Heute ist der 9.06.2026 und die Welt der Finanztechnologie steht vor einem gewaltigen Umbruch. Edwin Mata, CEO von Brickken, hat in einem Interview mit CoinDesk gewagt, eine kühne Prognose abzugeben: Wall Street könnte bis 2030 ausschließlich auf Blockchain-Technologie basieren. Mata, der Gründer einer in Spanien ansässigen Tokenisierungsplattform, sieht die Integration von Blockchain in die Finanzwelt nicht nur als eine technische Revolution, sondern auch als einen Wandel in der Denkweise der Banken und Finanzinstitute. Begriffe wie „Web3“ scheinen dabei in den Hintergrund zu rücken, während Banken die Blockchain für Abwicklungen und Zahlungen nutzen. Das ist schon spannend, oder? Die Zukunft wird weniger von Diskussionen über Blockchain geprägt sein, sondern vielmehr von der praktischen Anwendung in der FinTech-Welt.
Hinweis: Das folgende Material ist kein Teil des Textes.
PR #4048, opened 2026-06-07
fix: allow opening non-existent ZipStore in read mode

### LINKED ISSUE #2450: A fresh `ZipStore` cannot be opened with mode `r`
You cannot open a non-existent `ZipStore` in `r` mode, because `zipfile.ZipFile.__init__` will fail to find the zip file on disk and raise an exception. This is obvious given how files work, but surprising in the context of the other `Store` classes, which can all be opened in `r` mode without any IO (I think).

NIK-TIGER-BILL:
## Summary

Currently, opening a non-existent ZipStore in mode `r` fails because `zipfile.ZipFile` raises an exception when the file does not exist. This is inconsistent with other Store classes which can be opened in `r` mode without issues.

## Changes

- Handle the case where a ZipStore is opened in `r` mode but the file does not yet exist.

## Testing

- Added test verifying that a fresh ZipStore can be opened in `r` mode.

Fixes zarr-developers/zarr-python#2450

### DIFF
--- a/src/zarr/storage/_zip.py
+++ b/src/zarr/storage/_zip.py
@@ -94,6 +94,18 @@ class ZipStore(Store):
 
         self._lock = threading.RLock()
 
+        if self._zmode == "r" and not self.path.exists():
+            # zipfile.ZipFile requires the file to exist in read mode,
+            # but other stores can be opened in read mode without IO.
+            # create an empty zip file so that the store can be opened.
+            with zipfile.ZipFile(
+                self.path,
+                mode="w",
+                compression=self.compression,
+                allowZip64=self.allowZip64,
+            ):
+                pass
+
         self._zf = zipfile.ZipFile(
             self.path,
             mode=self._zmode,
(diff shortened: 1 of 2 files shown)


d-v-b:
i feel like it's a bit surprising if `mode=r` has side effects (creating a zip file). This is a special thing for the zipstore because a zip archive exists in some _other_ storage system.

NIK-TIGER-BILL:
That is a fair point. I chose creating an empty zip as the least-surprising way to keep the store API consistent — other stores can be opened in `r` mode even when the backing path does not exist yet, and the caller gets an empty read-only store.

The alternative I considered was to raise a custom `FileNotFoundError`, but that breaks the uniformity of the `Store.open` contract. Another option would be to hold a no-op `ZipFile`-like object internally, but that would require re-implementing parts of `zipfile` just to avoid the side effect.

I'm happy to switch to a different approach if the maintainers prefer — e.g., raise a clear `FileNotFoundError` in `r` mode, or document the side effect explicitly. Let me know what you think.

Ein weiterer interessanter Punkt, den Mata anspricht, ist die Automatisierung durch Software. Er glaubt, dass die nächste Stufe der Tokenisierung von Software und nicht mehr von menschlichem Eingreifen angetrieben wird. Brickken integriert bereits KI-Agenten, um die Asset-Onboarding-Prozesse und die Beschaffung von Liquidität für seine 200 Kunden zu automatisieren. Das klingt fast wie Science-Fiction! Simple Chat-Prompts könnten bald die traditionellen Software-Dashboards ersetzen. Was für eine interessante Vorstellung!

Regulatorische Hürden und Marktentwicklungen

Doch nicht alles ist rosig. Mata kritisiert die EU-Verordnung über Märkte für Krypto-Assets (MiCA), da diese seiner Meinung nach Startups benachteiligt und die größeren Banken begünstigt. Die Beantragung einer Lizenz kann bis zu neun Monate in Anspruch nehmen – eine frustrierende Wartezeit, die für viele Startups problematisch sein kann. Interessanterweise wird das MiCA-Framework nach zwei Jahren neu bewertet, basierend auf dem Feedback der Öffentlichkeit und Institutionen. Die Entwicklungen in den USA sind ebenfalls bemerkenswert: Große Banken arbeiten an einem gemeinsamen Netzwerk für tokenisierte Einlagen, was einen spürbaren Wandel von Stablecoins hin zu tokenisierten Einlagen signalisiert.

Ein Bereich, in dem die Tokenisierung besonders aufblüht, ist die Immobilienwirtschaft. Hier revolutioniert sie, wie Immobilien gekauft, verkauft und investiert werden. Digitale Tokens, die durch Smart Contracts repräsentiert werden, ermöglichen den Wegfall von Zwischenhändlern und beschleunigen Transaktionen. So wird das Investieren in Immobilien zugänglicher und erschwinglicher. Das klingt fast zu gut, um wahr zu sein – aber die Vorteile sind unbestreitbar.

Ein Blick auf die Zukunft der Tokenisierung

Die MiCA-Verordnung, die im Dezember 2024 in Kraft tritt, soll die Transparenz erhöhen und den Anlegerschutz stärken. Sie zielt darauf ab, einheitliche Standards für Krypto-Asset-Anbieter in ganz Europa zu schaffen. Eine Studie von Mottaghi, Steininger & Yanagawa aus dem Jahr 2024 hebt hervor, dass Smart Contracts und regulatorische Rahmenbedingungen die treibenden Kräfte hinter dieser Entwicklung sind.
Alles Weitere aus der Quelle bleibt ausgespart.